We have some fact tables which contains large number of rows. We have partition applied on the month right now. It is most more likely that in coming future we might need to apply partition by week number. As update command is missing in Hive so whenever there is situation to update the historical data we just drop the partition & create a new partition. So applying partitions is necessary.
I am wondering is applying partitioning on the existing columns in hive table POSSIBLE ?
How to handle the situation where we have to apply the partitioning dynamically based on the load ?
i think dropping the table & recreating table for most of the requirement is not good thing
Partitions can be added, renamed, exchanged, dropped, or (un)archived by using the PARTITION clause in an ALTER TABLE statement, as described below. To make the metastore aware of partitions that were added directly to HDFS, you can use the metastore check command (MSCK) or on Amazon EMR you can use the RECOVER PARTITIONS option of ALTER TABLE. See Alter Either Table or Partition below for more ways to alter partitions.
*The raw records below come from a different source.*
PR #110, opened 2021-09-07
Volunteer Remove RSVP Error

### LINKED ISSUE #105: Volunteer Remove RSVP Error
When a student/volunteer goes to remove the RSVP for an event they registered for, it gives an error and does not update the database to remove the RSVP for that student.  This issue stems from the User model not being imported in _app/controllers/main/routes.py_.

sreynit02:
This PR fixes issue #105 : The remove rsvp button was not working: gave an error and did not update in the database.

Fixed: imported the missing models and libraries and added a deletion functionality.

Test:
Log in as a student and navigate to /events/current and RVSP for an event by clicking on the RSVP button. Check the database in the eventParticipant table and it should create an entry for that event. Then, remove rsvp for that same event and get the eventParticipant table again. The previous entry should be removed.


bryantal (dismissed):

app/controllers/main/routes.py
```diff
@@ -82,14 +85,11 @@ def RemoveRSVP():
...
     eventData = request.form
     userId = User.get(User.username == g.current_user)
     eventId = eventData['eventId']
     program = eventData['programId']
-
     currentEventParticipant = EventParticipant.get(EventParticipant.user == userId, EventParticipant.event == eventId)
-
-    currentEventParticipant.delete_instance()
-    flash("Successfully unregistered for event!","success")
+    currentEventParticipant.delete_instance(recursive=True)
```
BrianRamsay: I doubt you want `recursive=True` here.

BrianRamsay (changes requested):

app/controllers/main/routes.py
sreynit02: removed

BrianRamsay (dismissed):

You cannot change the partitioning scheme on a table in Hive. This would have to rewrite the complete dataset since partitions are mapped to folders in HDFS.
What you need to do is create a new table with the new partitioning scheme and load the data into it from the old table:
CREATE TABLE NEWPARTITIONING ( COLUMNS ... ) PARTITON ON ( MONTHS INT, DAY INT ) as SELECT * from tablewitholdpartitioning.
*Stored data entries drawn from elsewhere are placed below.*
PR #121, opened 2021-09-17
Volunteer rsvp status

### LINKED ISSUE #113: Check for volunteer RSVP status doesn't work correctly
When a volunteer is looking at an event form, the query that checks if they are RSVP'd is flawed.  It gets the the EventParticipant record and if it exists, it will display that they have RSVP'd for the event even if the RSVP status on the EventParticipant record is false.
Related Files:
- _app/controllers/admin/routes.py_
- _app/templates/admin/createEvents.html_

image

sreynit02:
This PR fixes PR #113: RSVP status wasn't working correctly

Solution: Made EventRsvp table mainly to keep track of volunteers who have RSVPed to the event. Removed rsvp status from EventParticipant table. Now the logic is when a volunteer RSVP for an event, we create an entry for them in the EventRsvp table and the EventParticipant Table. When a user is added to an event, we just create an entry for them in the EventParticipant table. When a volunteer wants to remove RSVP from an event, we will remove their entry from both of the tables (EventRSVP and EventParticipant).

Test: 
Log in as a volunteer. RSVP for an event. Check the database and there should be an entry created in the EventRsvp and Eventparticipant.
Remove RSVP for the same event. The entry for that event should be removed from the EventRSVP and EventParticipant table.


BrianRamsay (changes requested):
I think you've made this more confusing with the extra table. Now there's an EventRsvp, but EventParticipant is still doing double duty. So there are three different cases total instead of two. EventParticipant should just be about attendance, and EventRsvp should be about prior registration for an event.

mupotsal:
What extra fields do you think goes to eventRsvp table? If an individual is inside the eventRsvp table that means they have RSVP'ed for the respective program which has their entry. EventParticipant does not have information about RSVP'ng.

bryantal:
It looks like the rsvp status was removed from the eventParticipant table, and that is now only handled in the eventRsvp table which is what we want right?

sreynit02:
This PR is fixed. EventParticipant table now only takes care of attendance and EventRsvp table only takes care of rsvp.

app/controllers/admin/routes.py
```diff
@@ -27,15 +28,18 @@ def trackVolunteersPage(programID, eventID):
     if g.current_user.isCeltsAdmin:
         if ProgramEvent.get_or_none(ProgramEvent.event == eventID, ProgramEvent.program == programID):
             eventParticipantsData = EventParticipant.select().where(EventParticipant.event == eventID)
+            eventRsvpData = EventRsvp.select().where(EventRsvp.event == eventID)
+            eventRsvpUsers = []
             eventParticipantsData = eventParticipantsData.objects()
```
BrianRamsay: this line with .objects is unnecessary. (should be, unless I'm getting mixed up with peewee)

app/controllers/admin/routes.py
```diff
@@ -27,15 +28,18 @@ def trackVolunteersPage(programID, eventID):
...
-
+            for data in eventRsvpData:
+                eventRsvpUsers.append(data.user)
```
BrianRamsay: This extra step of changing to a list of users is unnecessary. You can just get user objects from the original query. This may also be the case with the event participants query.

app/controllers/events/routes.py
```diff
@@ -5,6 +5,28 @@
...
+def events(term):
+    #set term to current term when events page is accessed from the navbar
+    if not term.isdigit():
+        term = g.current_term
+
+    currentTime = datetime.now()
+    eventsDict = groupEventsByCategory(term)
+    listOfTerms = Term.select()
+    participantRSVP = EventRsvp.select().where(EventRsvp.user == g.current_user)
+    rsvpedEventsID = [event.event.id for event in list(participantRSVP)]
```
BrianRamsay: I don't think you need the `list()` call here. Query objects are iterable.

app/controllers/events/routes.py
```diff
@@ -5,6 +5,28 @@
 from app.controllers.events import events_bp
 from app.logic.events import getEvents
 from app.logic.participants import sendUserData
+from datetime import datetime
+from app.models.eventRsvp import EventRsvp
+
+@events_bp.route('/events/<term>/', methods=['GET'])
```
BrianRamsay: Isn't there already a route that does this?

app/templates/events/trackVolunteers.html
```diff
@@ -98,7 +98,7 @@ <h5 class="modal-title" id="exampleModalLabel">Add a volunteer</h5>
         <td>{{participant.user.email}}</td>
         <td>{{participant.user.phoneNumber}}</td>
 
-        <td>{% if participant.rsvp == 1 %} Yes {% else %} No {% endif %}</td>
+        <td>{% if participant.user in eventRsvpUsers  %} Yes {% else %} No {% endif %}</td>
```
BrianRamsay: Doesn't this whole participant bit need to be changed? There won't be any participants here until the event actually happens, which makes it useless for adding volunteers to an event beforehand. It's fine if we're going to make a new ticket to do that work, but we should note it somewhere.

BrianRamsay (changes requested):

app/controllers/admin/routes.py
sreynit02: you're right we don't need .object()

app/controllers/admin/routes.py
sreynit02: Joined User and EventRsvp table and select from that.

app/templates/events/trackVolunteers.html
sreynit02: Note: A possibility of adding the EventRsvp people at the Track Volunteer table.

app/controllers/events/routes.py
sreynit02: Yes. In main/routes.py there's a route that does the same thing and it's the one that we used for our navigation bar. So I deleted this one since we don't use it anywhere else.

app/controllers/events/routes.py
sreynit02: This function is no longer applicable because there's a duplicate in main/routes.py. Made the change in main/routes.py instead.

sreynit02:
PR is fixed and ready to be re-reviewd.

BrianRamsay (approved):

Loading a large number of partitions at a time can result in bad loading patterns so be careful and follow the guidelines in my doc:
Is it good if i put one extra column on the partitioned on clause like PARTITON ON ( MONTHS INT, DAY INT , LOADBALANCER INT). Loadbalancer column in the source database, which is SQL Server, will have value 1 for the normal load. If source table has more data load then Loadbalancer column will have more values like 1,2,... We can create a stored procedure in sql server will update the OLTP Loadbalancer column values in case we fell that we need to further partition data beyond month & day.
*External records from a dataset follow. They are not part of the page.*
PR #123, opened 2021-09-20
Fixing test data

Ebenezer997:
We updated the events and program names of the test data to the correct names for the Celt's program. Fix the event ids for specific events available. Added new events for new programs. Fix event names to be more clear.
To test reset the database and see if nothing breaks.


database/test_data.py
```diff
@@ -204,6 +204,43 @@
...
+        "programName": "Food Drive",
+        "isStudentLed": False,
+        "isBonnerScholars": False,
+    },
+    {
+        "id": 11,
+        "programName": "Other Events",
+        "isStudentLed": False,
+        "isBonnerScholars": False,
+    }
```
BrianRamsay: We don't have an "Other Events" program. Events can just have no program.

BrianRamsay (changes requested):
You can't change the test data without fixing the tests you break. There are many failures in the build.

BrianRamsay (changes requested):
There are still broken tests.

BrianRamsay:
Tests are still broken

BrianRamsay (changes requested):
There are still a number of failing tests

BrianRamsay (changes requested):
I get two test failures after resetting. Getting closer

BrianRamsay (approved):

How it will be in long run instead of drop the existing dataset & recreating it ?
How long will a reload take? Depends on your load settings ( how many reducers see ppt ) and the data volume. As I said loading a large partitioned table is a bit tricky:
Regarding the partitioning scheme: You can do month, day or just day. Depends on which columns you want to filter on. ( having just day is a bit easier for rollin, rollout but multi-level partitioning is also possible )
Loadbalancer idea in a sec
We are now loading our existing historical data into hive. Major fact tables have around 2 million or more rows. Loading 1.7 million rows took 3 hours in virtual box having 6 cores ,24 GB ram & 128GB disk.
I got your point. load balancer column should be some dimension column which is mostly used in the filtering.
I do not understand the LOADBALANCER idea. Partitions only help you if you can filter based on the partition. But you will never run a query SELECT * FROM TABLE WHERE LOADBALANCER = 1 right? Then Hive needs to read all folders anyway which will actually result in worse performance in the HiveServer ( lots of partitions result in overhead in the split generation ). The day partitioning only helps you if you have queries like SELECT * FROM TABLE WHERE DAY = 3;
I got your point. Loadbalancer idea is not making sense. I was just thinking to break the data into small datasets so that query just check smaller dataset to prepare the output dataset. I am moving data from hive table (staging & unpartitioned) to another table (production & partitioned). Staging table has 1.7 million rows but query is failing with error Error : Java heap space . do i need to increase the memory allocated to JVM ? Staging tables might have 5 million & more rows so what should be the most likely value of the memory allocated to the JVM??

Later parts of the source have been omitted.